It seems to me that the generic ought to have some indication that the formal
type is intended to be used in this way. Otherwise, a change such as, for
example, adding
   Null_Vector : constant Formal_Type_Array (1 .. 0 => <>);
to the private part of the generic could cause a previously-legal instance to be
rejected. If it is intended that a formal type should be usable in this way,
then that ought to be included as part of the contract and violations should be
detected when compiling the generic, not the instance.

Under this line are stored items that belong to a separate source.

Issue #201, opened 2026-04-20
SHA-256 mismatch when channel index is stale relative to published .mhl


magland:
Channel publishing is not atomic: the `.mhl` asset on a GitHub Release is updated (via `gh release upload --clobber`) before the `index.json` on GitHub Pages is refreshed by the `assemble-index` + `deploy` jobs. Any client that fetches the index during that window gets the old SHA-256 but the new `.mhl`, and `download_mhl` raises `mip:digestMismatch`.

Reproduced in CI: https://github.com/mip-org/mip/actions/runs/24680148850/job/72174904748 — `TestUpdateSelf/testUpdateSelf_ForceReplacesFakeWithReal` failed with expected `42fab336…` but actual `56a360e5…` for `mip-main-any.mhl`. The test itself is fine; it just happened to hit the inconsistency window of a concurrent `mip-core` rebuild.

The window exists on every `main` push to a channel repo: platform jobs upload clobbered assets in parallel, and `assemble-index`/`deploy` only run after all of them finish. Floating tags like `mip-main` are hit hardest because they're republished on every push.

Possible fixes:
- Content-addressed asset names (include SHA or build id in filename) so assets are immutable and the index always points to a specific one. Old assets can be pruned after deploy.
- Client retry: on `mip:digestMismatch`, re-fetch the index with cache-busting and retry once before erroring.
- Staging → promote: upload to a staging tag, update index, then move to the public tag.

magland:
@danfortunato

This is a serious issue.

Those possible fixes were suggested by claude, and I don't think I like any of them.

We'll need to think about this.

magland:
Dan and I decided that for now we will disable the sha-256 verification check. We should comment it out in the mip source.

PR #241, opened 2026-05-01
Require HTTPS for .mhl downloads and --url installs

### LINKED ISSUE #229: mhl_url from channel index should be required to be HTTPS
`+mip/+channel/download_mhl.m:33` accepts both schemes:

```matlab
isURL = startsWith(source, {'http://', 'https://'});
```

`mhl_url` comes from a channel's `index.json`. Anyone can host a third-party channel under `--channel owner/channel`, and nothing in mip rejects an `http://` value. Combined with SHA-256 verification being disabled (#201), a network attacker can swap `.mhl` payloads end-to-end. Loading the package then adds MEX/.m files to the path, so this is persistent code execution.

Proposed fix: in `download_mhl` and `installFromUrlFlag`'s `isZipUrl`, require `https://`.

magland:
Closes #229.

`mhl_url` comes from a channel's `index.json`, and any third-party channel can be added via `--channel owner/channel`. Combined with SHA-256 verification being disabled (#201), accepting `http://` lets a network attacker swap the `.mhl` payload end-to-end. Loading the package adds MEX/.m files to the path — persistent code execution.

## Changes

- `+mip/+channel/download_mhl.m` — reject `http://` with `mip:downloadMhl:requireHttps`
- `+mip/install.m` `installFromUrlFlag` — reject `http://` with `mip:install:requireHttps`
- `isZipUrl` — tightened to `https://` only as defense-in-depth
- Tests added for both rejection paths

### DIFF
--- a/+mip/+channel/download_mhl.m
+++ b/+mip/+channel/download_mhl.m
@@ -2,7 +2,10 @@ function localPath = download_mhl(source, destDir, expectedSha256)
 %DOWNLOAD_MHL   Download a .mhl package file from URL or copy from local path.
 %
 % Args:
-%   source          - URL (http:// or https://) or local file path
+%   source          - HTTPS URL or local file path. Plain http:// is
+%                     rejected (a network attacker could otherwise swap
+%                     .mhl payloads, leading to arbitrary code execution
+%                     once the package is loaded).
 %   destDir         - Destination directory for the downloaded file
 %   expectedSha256  - (Optional) Expected hex SHA-256 of the file (case-insensitive).
 %                     If provided and nonempty, the downloaded/copied file is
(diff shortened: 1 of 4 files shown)


magland:

The fix correctly addresses both download surfaces: `download_mhl` (used when installing from a channel's `index.json`) and `installFromUrlFlag` (used for `--url` installs). In both cases the `http://` check fires before any network activity.

The `installFromUrlFlag` check comes before FEX URL resolution, so `http://www.mathworks.com/fileexchange/...` input gets the https error immediately. After FEX resolution, `isZipUrl` (now tightened to `https://` only) provides a secondary check on the resolved URL.

`+mip/+channel/fetch_index.m` always constructs `https://` URLs via `mip.index()`, so the index-fetch path is unaffected.

One dead-code note (not a correctness issue): `isFexUrl` still recognizes `http://www.mathworks.com/...` as a valid FEX URL, but that branch is unreachable since the `requireHttps` check in `installFromUrlFlag` fires first.

No serious problems found.

PR #242, opened 2026-05-01
Make pin block all mip update paths (#228)

### LINKED ISSUE #228: mip update <pkg> ignores pin; design question for non-numeric pins
`mip pin` only blocks `mip update --all` (`+mip/update.m:78-88`). A direct `mip update foo` (and `mip update --deps foo`, and `mip update mip`) bypasses the pin entirely and updates the package in place. The only place `is_pinned` is consulted on the named-update path is to *unpin* after a `--force` update completes (`update.m:235`, `update.m:257`).

Docstring on `pin.m` is honest about this ("Pinned packages are skipped by `mip update --all`"), but it's a weaker guarantee than most users will expect from "pin."

Open question for v1: what should `mip update foo` do when `foo` is pinned?

For numeric pins (e.g. pinned at `1.2.0`) the natural behavior is to refuse and tell the user to `unpin` or pass `--force` — matches `--all` semantics.

For non-numeric pins (branch refs like `main`, `dev`) it's less clear. The pinned ref can drift on the channel side, and a user pinning to `main` plausibly *wants* `mip update foo` to fetch the latest commit on that ref. Two options:

1. **Strict**: pin always blocks update; user must unpin or `--force` regardless of ref type. Simple, predictable. Users who want "track this branch" use a different mechanism.
2. **Tiered**: numeric pin blocks; non-numeric pin allows update-in-place to the latest commit/tag on the same ref, but won't move to a different version.

Either way, the named-update path should consult `is_pinned`. Filing to decide on the semantics before v1.

magland:
Closes #228.

A pinned package is now refused by every `mip update` path. To update a pinned package, the user must `mip unpin <pkg>` first; `--force` does not override.

## Behavior

- `mip update <pkg>` (with or without `--force`): if `<pkg>` is pinned, raise `mip:update:pinned` before any other work, with a message instructing the user to run `mip unpin <pkg>` first.
- `mip update --all` (with or without `--force`): pinned packages are dropped from the batch with a "Skipping pinned package" message.
- `mip update --deps <pkg>`: if `<pkg>` itself is pinned, error as above. Pinned dependencies surfaced by the `--deps` expansion are dropped with a "Skipping pinned dependency" message.
- `mip update mip` follows the explicit-name rule (errors if `mip` is pinned).
- The previous "`--force` auto-unpins after a successful update" behavior is removed.

## Files

- `+mip/update.m`: enforce the pin rule on the named-update path; always filter pinned in `--all`; drop pinned deps from `--deps` expansion; remove dead auto-unpin code.
- `+mip/pin.m`, `+mip/unpin.m`: docstrings reflect strict block semantics.
- `docs/specification.md`: §7.1, §7.11.3, and the persistent-state file table updated.
- `tests/TestPinPackage.m`: 8 new tests covering the new error path and the `--deps` / `--all --force` skip behavior.

### DIFF
--- a/+mip/pin.m
+++ b/+mip/pin.m
@@ -6,8 +6,10 @@ function pin(varargin)
 %   mip.pin('org/channel/packageName')
 %   mip.pin('package1', 'package2')
 %
-% Pinned packages are skipped by "mip update --all". Use "mip update
-% --force" to override the pin (which also unpins the package).
+% Pinned packages are blocked from being updated by any "mip update"
+% invocation, including "mip update <pkg>", "mip update --force <pkg>",
+% "mip update --deps", and "mip update --all". To update a pinned
+% package, run "mip unpin <pkg>" first.
 %
 % Accepts both bare package names and fully qualified names.
 
--- a/+mip/unpin.m
+++ b/+mip/unpin.m
@@ -6,7 +6,7 @@ function unpin(varargin)
 %   mip.unpin('org/channel/packageName')
 %   mip.unpin('package1', 'package2')
 %
-% Unpinned packages will be updated normally by "mip update --all".
+% Unpinned packages will be updated normally by "mip update".
 %
 % Accepts both bare package names and fully qualified names.
 
--- a/+mip/update.m
+++ b/+mip/update.m
@@ -90,12 +90,21 @@ function update(varargin)
         end
         args = filtered;
     else
-        % Explicitly named packages: error immediately if any are
-        % pinned. The user must "mip unpin <pkg>" first; --force does
-        % not override the pin.
+        % Explicitly named packages: skip pinned packages with a
+        % "Skipping" message rather than erroring on the whole batch,
+        % so that "mip update X Y Z" with Y pinned still updates X and
+        % Z. The user must "mip unpin Y" first to update it; --force
+        % does not override the pin.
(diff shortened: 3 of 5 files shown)


magland:

The change consistently enforces "pin blocks all update paths" across the four entry points (`mip update <pkg>`, `--force`, `--all [--force]`, `--deps`) and removes the dead auto-unpin code. The logic flow is right:

- Explicit-name path raises `mip:update:pinned` before any work via `errorIfPinned`. Bare names, FQNs, and `--force` all go through this gate.
- `--all` always filters pinned (no longer gated on `~force`).
- `--deps` runs `errorIfPinned` on the explicit args first, then `expandWithDeps` drops pinned transitive deps with a message — so a user updating one package can't be silently blocked by an unrelated pinned dep.
- `mip update mip` is treated as an explicit named update, so the pin check happens before `updateSelf` is reached at line 145.

`is_pinned` canonicalizes its argument and `resolve_to_installed` returns the canonical FQN, so case/shorthand variants resolve correctly.

Test coverage is solid: pinned-named errors with and without `--force`, batch errors atomically when any one is pinned, error message mentions `unpin`, `--all --force` still skips, `--deps` drops pinned deps, `--deps` on a pinned explicit errors.

No serious problems found.

PR #244, opened 2026-05-01
Fix infinite recursion in find_all_dependencies on cycles

### LINKED ISSUE #226: find_all_dependencies infinite-recurses on circular dependencies
`+mip/+dependency/find_all_dependencies.m:42` checks `~ismember(depFqn, deps)` against the *local* `deps` list, which starts empty in every recursive call. A cycle A → B → A re-enters with no memory of A and recurses until MATLAB's stack is exhausted.

Callers affected:
- `+mip/+state/prune_unused_packages.m:27` (runs during `uninstall` and `update`)
- `+mip/update.m:662` (`update --deps`)
- `+mip/unload.m:237`

`build_dependency_graph` already handles cycles via a threaded `visited`/`path` argument. `find_all_dependencies` should adopt the same pattern.

Repro: install two local packages whose `mip.json` files list each other as dependencies, then run `mip uninstall` on either.

magland:
## Summary
- `find_all_dependencies` checked `~ismember(depFqn, deps)` against the *local* `deps` list, which restarts empty in each recursive call. A cycle A → B → A re-entered with no memory of A and recursed until MATLAB's stack was exhausted.
- Threaded a `visited` set through recursion (same pattern as `build_dependency_graph`) so cycles terminate.
- Added `TestFindAllDependencies` covering no-deps, transitive, diamond, self-loop, direct, and indirect cycles.

Closes #226


magland:

Diagnosis is right: the previous `~ismember(depFqn, deps)` check operated on the *local* `deps` cell array, which is freshly empty in each recursive frame, so no cycle could ever be detected. Threading a `visited` set through recursion (mirroring the pattern already used in `build_dependency_graph`) is the correct fix.

The recursive call passes `[visited, deps]` rather than just `visited`, which is fine — it's a minor optimization that prevents re-traversing siblings whose subtrees have already been enumerated at the current node, and the outer-caller `ismember(depFqn, deps)` check still guards correctness.

Tests cover the meaningful cases: no deps, transitive, direct cycle (A→B→A), self cycle (A→A), indirect cycle (A→B→C→A), and diamond. The diamond test verifies the optimization above doesn't drop shared deps.

No serious problems found.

So today's approach is to define a pragma, May_Be_Partial, which applies to a
formal private type (or to a formal derived type with a private extension) of a
generic package. (Is there any justification for messing around at all with the
rules for generic subprograms? I don't know of any.) Obviously the name of the
pragma is subject to change but "May_Be_Partial" seems better than
"Has_Polka_Dots" for today's discussion.

The only effect this pragma has when compiling a generic is to disallow uses of
the type in the generic spec (including the private part) which would freeze the
formal type or otherwise require that the formal type be completely defined.

This example would be illegal because of the pragma:

   generic
     type T is private;
     pragma May_Be_Partial (T);
   package G is
     X : T;
   end G;

When compiling an instance, the pragma allows the corresponding actual type to
be a type which is not yet completely defined (but not an incomplete type).

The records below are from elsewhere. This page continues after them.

PR #245, opened 2026-05-01
Mark directly-loaded packages as directly_installed (#224)

magland:
Closes the second half of #224 (the first half was fixed in #225).

When a user runs `mip load <pkg>` on a package that was previously pulled in only as a transitive dependency, the package is now also marked as `directly_installed`. A later `mip uninstall` of the parent will no longer prune it.

Per @danfortunato's final comment on the issue: "Jeremy and I decided that `mip load` will mark the package as directly installed."

Both load paths in `loadSingle` (already-loaded promotion + fresh load) gain a `mip.state.add_directly_installed(fqn)` call gated on `isDirect`, so transitive dependency loads (`--transitive`) are unaffected.

### DIFF
--- a/+mip/load.m
+++ b/+mip/load.m
@@ -192,6 +192,9 @@ function matched = loadSingle(packageArg, installIfMissing, stickyPackage, chann
         else
             fprintf('Package "%s" is already loaded\n', displayFqn);
         end
+        if isDirect
+            mip.state.add_directly_installed(fqn);
+        end
         % If --sticky was specified, add to sticky packages
         if stickyPackage
             if ~mip.state.is_sticky(fqn)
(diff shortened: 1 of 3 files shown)


magland:

The change is minimal and well-targeted: both load paths in `loadSingle` (the already-loaded promotion path and the fresh-load path) now call `mip.state.add_directly_installed(fqn)` when `isDirect` is true. The internal `--transitive` path passes `isDirect=false` for recursive dependency loads, so transitive loads correctly do not promote.

`add_directly_installed` is idempotent (checks `ismember` before writing), so the unconditional call when `isDirect` is true is safe even when the package is already a root.

The four new tests cover the meaningful scenarios: direct load marks, transitive load does not mark, transitive-then-direct promotes, and the full issue #224 scenario where a directly-loaded transitive dep survives uninstall of its parent.

No serious problems found.

Issue #250, opened 2026-05-01
`--channel <single_name>` should parse to the Github repo `single_name/mip-single_name`, not `mip-org/mip-single_name`


danfortunato:
Currently, `--channel foo` is parsed to the channel repo `mip-org/mip-foo`. Instead, we should parse this as shorthand for a Github user's personal mip channel `github.com/foo/mip-foo`.

Note that this shorthand only applies to `--channel` and not to FQNs, i.e. `foo/package1` is not shorthand for `foo/foo/package1`.

PR #257, opened 2026-05-02
Add --channel <name> shorthand for user's personal channel (closes #250)

danfortunato:
## Summary
- When `--channel` is given a single bare name (no `/`), expand it to `<name>/<name>` as shorthand for the user's personal channel repo at `github.com/<name>/mip-<name>`.
- The shorthand is exclusive to the `--channel` flag — FQN package args like `foo/pkg1` are unaffected.
- Implemented in [+mip/+parse/parse_channel_flag.m](+mip/+parse/parse_channel_flag.m) and the parallel `--channel` parser in [+mip/load.m](+mip/load.m).

## Test plan
- [x] New `testParseChannelFlagBareNameExpands` verifies `--channel foo` expands to `foo/foo`.
- [x] New `testParseChannelShorthandDoesNotApplyToFqn` verifies the shorthand doesn't leak into FQN parsing (`foo/pkg1` stays a 2-part non-gh FQN).
- [x] Updated existing `testParseChannelFlagPresent` and `testParseChannelFlagAtEnd` to assert the new expansion.
- [x] Full test suite passes (671/671).


danfortunato:
I wonder if the default channel for `--channel <name>` should be `<name>/core` instead of `<name>/<name>`. Then mip-org/core is automatically the default for mip-org. @magland what do you think?

magland:
> I wonder if the default channel for `--channel <name>` should be `<name>/core` instead of `<name>/<name>`. Then mip-org/core is automatically the default for mip-org. @magland what do you think?

I feel like "core" is the singular default channel that does not require specifying --channel. I don't think of `--channel user` having that same singular sense. It's just the default channel for that user. It's not a "core" channel. So I'd be in favor of `owner/owner` or `owner/default`. Both of those have the flavor to me of being the default channel for that owner.

danfortunato:
Yeah makes sense. Let's keep `<owner>/<owner>` then.

magland:
LGTM. Naming question is settled and the implementation matches. The shorthand-doesn't-leak-into-FQN-parsing test is a nice guard.

PR #261, opened 2026-05-05
mip test: prefer loaded package over installed-but-unloaded

### LINKED ISSUE #260: mip test X should use the loaded X with priority over an installed X that is not loaded
For example

mip load --channel mip-org/staging chebfun
mip test chebfun

Right now, that loads and tests the installed chebfun from core.

Also, if there are multiple loaded packages with that bare name, it should use the most recently loaded one for the test.

magland:
## Summary

Closes #260.

`mip test <X>` previously resolved bare names via the installed-package priority (gh/mip-org/core first, then alphabetical), so

```
mip load --channel mip-org/staging chebfun
mip test chebfun
```

would test the unrelated installed `mip-org/core/chebfun` instead of the chebfun the user just loaded.

Bare-name resolution for `mip test` now:

1. Searches `MIP_LOADED_PACKAGES` first; among multiple loaded matches, the **most recently loaded** wins.
2. Falls back to `resolve_bare_name` (gh/mip-org/core first, then alphabetical) when nothing matching is loaded.

FQN args (`mip test mip-org/core/chebfun`) bypass the loaded-priority logic and resolve directly against installed packages.

Spec: new §2.4.6 in the resolution-context catalog; §9.7 cross-references it.

### DIFF
--- a/+mip/test.m
+++ b/+mip/test.m
@@ -11,7 +11,11 @@ function test(varargin)
 %
 % The test script should error on failure and print 'SUCCESS' on success.
 %
-% Accepts both bare package names and fully qualified names.
+% Accepts both bare package names and fully qualified names. Bare-name
+% resolution prefers a currently loaded package over an installed-but-
+% unloaded one; if multiple loaded packages share the bare name, the most
+% recently loaded one wins. Otherwise, falls back to the installed-package
+% priority (gh/mip-org/core first, then alphabetical).
 
 if nargin < 1
     error('mip:test:noPackage', 'Package name is required for test command.');
@@ -19,8 +23,7 @@ end
 
 packageArg = varargin{1};
 
-% Resolve to installed FQN
-r = mip.resolve.resolve_to_installed(packageArg);
+r = resolveTestTarget(packageArg);
 if isempty(r)
     error('mip:test:notInstalled', ...
           'Package "%s" is not installed.', packageArg);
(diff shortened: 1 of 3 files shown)


magland:
Review by Claude (Opus 4.7).

The change is small, well-scoped, and the logic looks correct:

- `resolveTestTarget` correctly short-circuits on FQN args, walks `MIP_LOADED_PACKAGES` with `mip.name.match` (which respects the case- and dash/underscore-insensitivity rule), picks the last match, and falls back to `resolve_to_installed` otherwise.
- The fallback is preserved exactly — if nothing is loaded, behavior is unchanged.
- The four new tests cover the meaningful cases: loaded-wins, most-recent-among-multiple, no-loaded fallback to core, and FQN bypass. The FQN bypass test is the one I most wanted to see, and it's there.
- Spec §2.4.6 and §9.7 are updated and cross-linked.

No genuine issues found. A couple of edge cases I considered and don't think are worth blocking on:

- "Most recently loaded" means "last appended to `MIP_LOADED_PACKAGES`", not "last activated by the user". A re-`mip load` of an already-loaded package is a no-op and won't move it to the end. This matches the spec wording ("last in the `MIP_LOADED_PACKAGES` list") and seems fine.
- If a package is in `MIP_LOADED_PACKAGES` but its directory has gone missing, `resolve_to_installed` will return empty and `mip test` errors out instead of falling through to the bare-name fallback. That's a broken-state scenario and erroring seems reasonable.

LGTM.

The (static) freezing and (dynamic) elaboration associated with the instance
body occurs at the earliest point after the freezing/elaboration of the instance
spec where all of the actual types of the instance are completely defined. This
coincides with the existing static and dynamic semantics in all cases which are
legal according to the existing rules (strictly speaking, in order to get this
equivalence it would also be necessary to add an implementation permission to
the effect that if an instance body is elaborated immediately after its spec,
then it is ok to move the elaboration check ahead of the elaboration of the
instance spec; this would only make a difference in the case where the check
fails and no one cares about this case).

It can be viewed as either good or bad that this approach does not allow the
case where there is no pragma but there is also nothing in the generic package
spec that would preclude the pragma. This is good because, as mentioned above,
we don't want seemingly innocuous changes to, say, the private part of a generic
to cause an instance to become illegal. It is bad because it means that if the
generic package spec lacks the pragma for some type (e.g. consider the current
versions of the various container generics), then the instantiator is out of
luck.

This proposal therefore includes adding the pragma to the container generics
where possible and probably to other language-defined generic packages.

If it eased some implementation problems, a rule could certainly be added that
the point of the deferred freezing/elaboration must still occur within the same
immediately enclosing scope as the instance. This would disallow the following
example

   with G;
   pragma Elaborate_All (G);
   package Pkg is
     type T is private;

     package Nested is
        package I is new G (Formal_Type_With_The_New_Pragma => T);
     end Nested;
   private
     type T is ... ;
   end Pkg;

Alternatively, one could hair things up even further and defer instance body
elaboration into the body of the enclosing package in this case. It's not clear
whether this would be worth the added complexity.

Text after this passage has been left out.